■ WHAT THIS TASK INVOLVES ■
Copy out all lines of the listing below that hold "first".
-.-.-
PR #369, opened 2018-08-20
Test fix on master and change of constant

subhankarc:
* Changing the constant to make this function generic
* Increasing the value to 175, as default http timeout is 180. Kepping it little lower than that.


subhankarc:
corresponding rel PR https://github.com/cloudfoundry-incubator/service-fabrik-broker/pull/368

PR #112, opened 2016-04-27
Enable petsc 3.7 build and cleanup of legacy petsc support

stephankramer:
Changes in petsc 3.7 API:
* every PetscOptionsXXX() call needs an additional PetscOptions context as its
first argument (NULL to refer to the global database). As before
petsc<3.7 is supported via #define macros that drop this first argument.
* the standard monitors as KSPMonitorDefault and KSPMonitorTrueResidual
need a PetscViewerAndFormat context and need a destructor routine
(PetscViewerAndFormatDestroy) when setting them in KSPMonitorSet

Clean up of petsc legacy support:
-.-.-
■ OUTPUT ■
first argument (NULL to refer to the global database). As before
petsc<3.7 is supported via #define macros that drop this first argument.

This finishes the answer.